Go through the entries below and copy each line containing the word "declares".

Collected data:
****

PR #1021, opened 2026-07-09
feat: track opcert sequence numbers

### LINKED ISSUE #950: Track the pools opcert sequence numbers
### Abstract

We don't currently track the pool opcerts as found in block data but hard code them in `ConsensusParameters`.
This means that we can't enforce the rule checking that the new opcert sequence number must be equal to last sequence number, or be last sequence number + 1.

### Why?

To apply the exact same rules as the ones followed by the Haskell node (and abide by the Praos specification).

### How?

- Move the opcert counters out of `ConsensusParameters` into their own store.
- Use a function reading data from that store during header validation.
- Update the store during block validation.
- Update the store during rollback.
- Integrate the store with snapshots (when persisting or bootstrapping).

There should be stricter cases in the `header-test-cases` + the end-to-end snapshot tests should pass without the workaround added in #946.

### Discussion points

_No response_

_No response_

### Checklist

etorreborre:
This PR:

 1. Collects opcert sequence numbers from snapshots when bootstrapping.
 2. Stores opcert sequence numbers in the chain store when a header declares a new sequence number for a given pool id.
 3. Checks the validity of a new sequence number for a given header (the missing check in #882).
 4. Migrates the database from V3 to V4 on startup to recover the opcert sequence numbers for already stored headers.

It has been tested by:

 - Adding more test cases to the headers validation test cases to cover errors like `SequenceNumberTooFarAhead` (resulting from the check of the header's opcert sequence number)
 - Passing the e2e tests in both `preprod` and `preview` where all the existing headers should still be correctly validated.

## Summary by CodeRabbit

* **New Features**
  * Added end-to-end support for tracking per-pool operational certificate sequence numbers, including chain-store persistence and lookup behavior.
  * Chain dump can optionally include op-cert sequence numbers via a new CLI flag.
  * Snapshot imports now persist richer bootstrap chain state (nonce state + sequence counters).
* **Bug Fixes**
  * Improved header validation by deriving issuer/pool details from the header and validating against stored per-pool sequence information, with clearer unknown-pool reporting.
* **Refactor**
  * Reworked Praos nonce/sequence-counter handling into dedicated components and updated chain-store consensus parameter plumbing.


etorreborre:
@coderabbit review

CHANGELOG.md
```diff
@@ -35,6 +35,15 @@ Other guiding principles:
   ```
 -->
 
+## v10.10.20260716 _[unreleased; planned for 2026-07-16]_
+
+ ### Added
```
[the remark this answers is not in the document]
etorreborre: Done.

crates/amaru-ouroboros-traits/src/praos/opcert_sequence_numbers.rs
```diff
@@ -0,0 +1,46 @@
...
+#[cbor(transparent)]
+pub struct OpcertSequenceNumbers {
+    #[n(0)]
+    sequence_numbers: BTreeMap<PoolId, u64>,
+}
+
+impl OpcertSequenceNumbers {
+    pub fn get(&self, pool_id: &PoolId) -> Option<u64> {
+        self.sequence_numbers.get(pool_id).cloned()
+    }
```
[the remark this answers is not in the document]
etorreborre: Done

crates/amaru-ouroboros-traits/src/stores/chain_store/overriding_chain_store.rs
```diff
@@ -48,13 +50,18 @@ struct Overrides {
...
+    >,
     has_header: Option<Box<dyn FnMut(&dyn BaseReadChainStore, &HeaderHash) -> bool + Send>>,
     store_header: Option<Box<dyn FnMut(&dyn ChainStore, &BlockHeader) -> Result<(), StoreError> + Send>>,
     set_anchor_hash: Option<Box<dyn FnMut(&dyn ChainStore, &HeaderHash) -> Result<(), StoreError> + Send>>,
     set_best_chain_hash: Option<Box<dyn FnMut(&dyn ChainStore, &HeaderHash) -> Result<(), StoreError> + Send>>,
     store_block: Option<Box<dyn FnMut(&dyn ChainStore, &HeaderHash, &RawBlock) -> Result<(), StoreError> + Send>>,
     set_block_valid: Option<Box<dyn FnMut(&dyn ChainStore, &HeaderHash, bool) -> Result<(), StoreError> + Send>>,
     put_nonces: Option<Box<dyn FnMut(&dyn ChainStore, &HeaderHash, &Nonces) -> Result<(), StoreError> + Send>>,
+    put_opcert_seed:
+        Option<Box<dyn FnMut(&dyn ChainStore, &OpcertSequenceNumbers, &Point) -> Result<(), StoreError> + Send>>,
```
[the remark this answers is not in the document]
etorreborre: Done.

crates/amaru-ouroboros-traits/src/praos/nonces.rs
```diff
@@ -0,0 +1,54 @@
+// Copyright 2025 PRAGMA
```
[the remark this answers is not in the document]
etorreborre: Done.

crates/amaru-ouroboros/tests/validation.rs
```diff
@@ -54,36 +227,36 @@ struct GeneratorContext {
...
 
-#[derive(Debug)]
 pub struct KesKeyWrapper {
     bytes: Vec<u8>,
 }
 
+impl std::fmt::Debug for KesKeyWrapper {
+    fn fmt(&self, f: &mut std::fmt::Formatter<'_>) -> std::fmt::Result {
+        f.debug_struct("KesKeyWrapper").field("bytes", &hex::encode(&self.bytes)).finish()
+    }
```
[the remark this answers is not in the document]
etorreborre: It's only for tests, it's ok.

crates/amaru/src/bin/ledger/cmd/sync.rs
```diff
@@ -155,19 +157,32 @@ async fn process_block(
...
         consensus_parameters,
         block_header.header(),
+        issuer,
+        last_opcert_sequence_number,
+        pool_summary,
         to_cbor(&block_header.header_body()).as_slice(),
-        Arc::new(block_validator.state.lock().unwrap().view_stake_distribution()),
         &epoch_nonce.active,
     )
     .and_then(|assertions| assertions.into_par_iter().try_for_each(|assert| assert()))?;
```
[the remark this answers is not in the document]
etorreborre: The blocks should be valid

crates/amaru-stores/src/rocksdb/consensus/tests.rs
```diff
@@ -1097,6 +1102,109 @@ fn read_snapshot_supports_child_tips_skip_invalid() {
     );
 }
 
+#[test]
+fn opcert_sequence_number_is_none_for_an_unknown_pool() {
+    with_db(|db| {
+        let pool_id: PoolId = run_strategy(any_pool_id());
+        let header = run_strategy(any_header());
+        db.store_header(&header).unwrap();
+        assert_eq!(db.get_latest_opcert_sequence_number(&pool_id, &header).unwrap(), None);
```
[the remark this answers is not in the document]
etorreborre: Done.

crates/amaru-ouroboros-traits/src/praos/opcert_counters.rs
```diff
@@ -0,0 +1,46 @@
...
+use std::collections::BTreeMap;
+
+use amaru_kernel::{PoolId, cbor, cbor as minicbor};
+
+#[derive(
+    Debug, PartialEq, Eq, PartialOrd, Ord, Clone, serde::Serialize, serde::Deserialize, cbor::Encode, cbor::Decode,
+)]
+#[cbor(transparent)]
+pub struct OpcertCounters {
+    #[n(0)]
```
rkuhn: What does this do in conjunction with `#[cbor(transparent)]`?

crates/amaru-ouroboros-traits/src/stores/chain_store/in_memory_chain_store.rs
```diff
@@ -298,6 +341,78 @@ impl BaseReadChainStore for InMemConsensusSnapshot {
...
+        let volatile = Slot::from(u64::from(anchor_slot) + 1)..=as_of_slot;
+        let floor = entries.range(volatile.clone()).next().map(|(slot, _)| *slot).unwrap_or(as_of_slot);
+        let candidates: BTreeMap<HeaderHash, u64> =
+            entries.range(volatile).flat_map(|(_, by_hash)| by_hash.iter().map(|(hash, seq)| (*hash, *seq))).collect();
+        (floor, candidates)
+    } else {
+        (as_of_slot, BTreeMap::new())
+    };
+
+    // 2. resolve candidates against the actual lineage of the parent
```
rkuhn, line 396: It seems that I’m missing something fundamental here: we get headers from peers along properly linked chains, meaning a later header is only validated after all its ancestors are already stored and processed. Given this, how could it ever be valid to receive a header whose parent does not have an entry in the opcert storage?

crates/amaru-ouroboros-traits/src/stores/chain_store/in_memory_chain_store.rs
```diff
@@ -298,6 +341,78 @@ impl BaseReadChainStore for InMemConsensusSnapshot {
...
+            pool_id,
+            header,
+        )
+    }
+}
+
+fn latest_opcert_sequence_number(
+    headers: &BTreeMap<HeaderHash, BlockHeader>,
+    anchor: &HeaderHash,
+    opcert_sequence_numbers: &BTreeMap<PoolId, BTreeMap<Slot, BTreeMap<HeaderHash, u64>>>,
```
rkuhn, line 371: How could there be multiple header hashes within the same slot by the same pool?

crates/amaru-ouroboros-traits/src/stores/chain_store/in_memory_chain_store.rs
```diff
@@ -323,6 +438,16 @@ impl DiagnosticChainStore for InMemoryChainStore {
         Box::new(inner.nonces.clone().into_iter())
     }
 
+    #[expect(clippy::unwrap_used)]
+    fn load_opcert_sequence_numbers(&self) -> Box<dyn Iterator<Item = (PoolId, Slot, HeaderHash, u64)> + '_> {
+        let inner = self.inner.lock().unwrap();
```
rkuhn, line 450: This smells dangerous: allowing arbitrary other code to run while holding a lock sooner or later will lead to deadlocks.

crates/amaru-ouroboros/src/praos/header.rs
```diff
@@ -58,10 +59,6 @@ pub enum AssertHeaderError {
     OperationalCertificate(#[from] AssertOperationalCertificateError),
     #[error("could not convert slice to array")]
     TryFromSliceError,
-    #[error("Unknown pool: {}", hex::encode(&pool[0..7]))]
-    UnknownPool { pool: PoolId },
-    #[error("{0}")]
-    PoolError(#[from] GetPoolError),
```
rkuhn, line 64: This will lead to interesting merge conflicts.

crates/amaru-stores/src/rocksdb/consensus/base_read_chain_store.rs
```diff
@@ -149,12 +154,106 @@ where
...
+                    break;
+                }
+                floor = floor.min(slot);
+                if let Some(sequence_number) = from_cbor(&value) {
+                    candidates.insert(hash, sequence_number);
+                }
+            }
+        }
+
+        // 2. Resolve candidates against the actual lineage of `as_of`
```
rkuhn, line 195: why is this logic duplicated?

crates/amaru-stores/src/rocksdb/consensus/migration.rs
```diff
@@ -117,6 +118,23 @@ fn migrate_to_v3(store: &RocksDBStore<DB>) -> Result<(), StoreError> {
     set_version(store, 3)
 }
 
+fn migrate_to_v4(store: &RocksDBStore<DB>) -> Result<(), StoreError> {
+    tracing::warn!(
+        "migrating chain DB to version 4: opcert sequence numbers are reconstructed from stored \
+           headers only; counters from before this database was bootstrapped are unknown, which can \
+           lead to incorrectly rejected headers from pools that have not produced a block since. \
+           Re-bootstrapping from a snapshot is the reliable option."
```
rkuhn, line 126: Reading this makes me think: how are new pool registrations handled during normal operation? Shouldn’t a header be accepted if the pool wasn’t yet known? It will be rejected if the pool doesn’t have stake anyway.

rkuhn (commented):
sorry, for the delay and for the incurred merge conflicts …

crates/amaru-ouroboros-traits/src/praos/opcert_counters.rs
etorreborre: The `derive` macro requires all fields to be annotated.

crates/amaru-stores/src/rocksdb/consensus/base_read_chain_store.rs
etorreborre: It's the same structure as the in-memory one but using different primitives to access data. One is test code, the other is production code, and they serve as a model of each other in the tests.

crates/amaru-ouroboros-traits/src/stores/chain_store/in_memory_chain_store.rs
etorreborre: That doesn't seem like a big deal here, cloning data that we return? That's quite consistent with other implementations like in `impl BaseReadChainStore for InMemoryChainStore`. You'd prefer the lock to be just scoped to the `clone`?

crates/amaru-ouroboros-traits/src/stores/chain_store/in_memory_chain_store.rs
etorreborre: That's because we don't store all the opcerts sequence numbers for all the pools at each header. For a given pool presenting an opcert sequence number we need to go back in time to find the previous header that modified the opcert sequence number for that same pool.

crates/amaru-stores/src/rocksdb/consensus/migration.rs
etorreborre: On a registration the "last_opcert_sequence_number" of a pool is retrieved as `0`. So the first header where that pool declares an initial `opcert_sequence_number` is accepted.

crates/amaru-ouroboros-traits/src/stores/chain_store/in_memory_chain_store.rs
etorreborre: I'm following the Haskell implementation here. This could happen with a fork and we retain the header data by slot.

crates/amaru-ouroboros-traits/src/praos/opcert_counters.rs
rkuhn: That makes me suspicious of that macro’s code quality — please ensure that there are serialization format tests.

crates/amaru-ouroboros-traits/src/stores/chain_store/in_memory_chain_store.rs
rkuhn: So what we need is a map `PoolId -> Slot -> u64` with a simple lookup for the pool followed by a range+last for the Slot. The algorithm in the code is a lot more complex and iterates, and I don’t yet understand why.

crates/amaru-ouroboros-traits/src/stores/chain_store/in_memory_chain_store.rs
rkuhn: How could the same pool create multiple headers in the same slot? If we see this, then we need to consider this header to be invalid, don’t we?

crates/amaru-ouroboros-traits/src/stores/chain_store/in_memory_chain_store.rs
rkuhn: No, the issue has nothing to do with cloning, it only has to do with the lock guard moved into the Iterator, holding the lock. The code using the Iterator can then easily call some code path that attempts to obtain the same lock, which deadlocks the stage. Therefore, all code that runs while holding a lock MUST be carefully controlled and audited, which is why returning a lock guard is a very strong anti-pattern. Sorry if I missed this in earlier PRs.

crates/amaru-stores/src/rocksdb/consensus/base_read_chain_store.rs
rkuhn: It would only be a model if there were two very different ways to express the same time, especially when one of them is obviously correct. This duplication only means that changing one file requires the same change to the other file, which I don’t consider to be a win.

crates/amaru-stores/src/rocksdb/consensus/migration.rs
rkuhn: Where in the code does this happen? I might have missed it, I didn’t see opcert tracking within the ledger rules for pool registration.

crates/amaru-ouroboros-traits/src/stores/chain_store/in_memory_chain_store.rs
etorreborre: As far as I can see this is not considered as invalid in the Haskell node. Also why would the first header received on that slot be preferred to the second one? This is why the full mapping is `PoolId -> Slot -> Header -> u64`

crates/amaru-ouroboros-traits/src/stores/chain_store/in_memory_chain_store.rs
etorreborre: See my comment below.

crates/amaru-stores/src/rocksdb/consensus/base_read_chain_store.rs
etorreborre: > when one of them is obviously correct

Which one? We have many tests for the RocksDB storage testing that a separate in-memory implementation agrees with the RocksDB one. If there's a failure, the error could be in either one. They could also be wrong in the same way but it's less likely to happen if they don't share code.

crates/amaru-stores/src/rocksdb/consensus/migration.rs
etorreborre: This happens [here](https://github.com/pragma-org/amaru/pull/1021/changes#diff-66d2fcf371e73c8383309b32315fb258482a344b01d03e52e04e49bb3e0f9d94R409):
```rustlang
// A registered pool with no recorded opcert behaves as if its counter were 0, so its
// first certificate may carry sequence number 0 or 1.
let latest_sequence_number = latest_sequence_number.unwrap_or(0);
```

crates/amaru-ouroboros-traits/src/stores/chain_store/in_memory_chain_store.rs
etorreborre: Isn't that code equivalent to
```rustlang
let inner = self.inner.lock().unwrap();
let sequence_numbers = inner.opcert_sequence_numbers.clone();
Box::new(sequence_numbers.into_iter().flat_map(|(pool_id, slots)| {
    slots.into_iter().flat_map(move |(slot, hs)| {
        hs.into_iter().map(move |(header_hash, counter)| (pool_id, slot, header_hash, counter))
    })
}))
// guard is dropped here
```

crates/amaru-ouroboros-traits/src/praos/opcert_counters.rs
etorreborre: I think that we will fix this for good when we move off the Pallas types and be able to upgrade our minicbor version. That issue has been fixed upstream some time ago now: https://github.com/twittner/minicbor/issues/14.

crates/amaru-ouroboros-traits/src/stores/chain_store/in_memory_chain_store.rs
KtorZ: > How could the same pool create multiple headers in the same slot? If we see this, then we need to consider this header to be invalid, don’t we?

People often have backup block producers running as "ghost" ready to be connected if needs be; and it happened in the past that an SPO misconfigured their firewalls and have their backup node diffuse (different) blocks than their main BP to the network; mostly because the backup will typically see different transactions.

crates/amaru-ouroboros-traits/src/praos/praos_trait.rs
```diff
@@ -0,0 +1,62 @@
...
+Provides an interface around Praos nonces & operational certificates. Praos maintains an ever
+evolving nonce to which every stake pool contributes when producing blocks using their VRF.
+
+Hence, the VRF output of each block is combined with a rolling nonce. Once a certain point
+within the epoch is reached, the nonce is anchored for the epoch. Nevertheless, the evolving
+nonce keeps evolving until the epoch ends for the next epoch.
+
+Summarizing:
+
+```
```
yHSJ, line 25: This is never closed, if we're trying to get it to render nicely in other views

etorreborre: Thanks.

crates/amaru-stores/src/rocksdb/consensus/base_read_chain_store.rs
```diff
@@ -149,12 +154,106 @@ where
...
+                    None => break,
+                }
+            }
+        }
+
+        // 3. Immutable fallback: get the newest entry at slot <= min(anchor, as_of)
+        // that sits on the best chain.
+        // Note: the case where as_of < anchor would only exist if we try to revalidate an old header
+        // when ingesting old blocks for example.
+        let bound = anchor_slot.min(as_of_slot);
```
rkuhn, line 217: It worries me slightly that we are tracking the end of the immutable part of the chain in two different databases — how certain are we that they will always hold the same information? This is an issue outside the scope of this PR, just noting it here so if I’m not wrong then we can open an issue to fix that.

rkuhn (approved):
With the recent clarification and communication as well as independent verification of the research on how the Haskell node does this, I agree with this PR and think that the storage scheme looks quite good. Sorry for the delay, @etorreborre !

I still think that the Haskell implementation is flawed, but that is an entirely different topic.

crates/amaru-stores/src/rocksdb/consensus/base_read_chain_store.rs
etorreborre: I guess that's why in Haskell it's called the `ExtLedgerState` for `Extended Ledger State` I guess.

****

Your solution
 2. Stores opcert sequence numbers in the chain store when a header declares a new sequence number for a given pool id.
etorreborre: On a registration the "last_opcert_sequence_number" of a pool is retrieved as `0`. So the first header where that pool declares an initial `opcert_sequence_number` is accepted.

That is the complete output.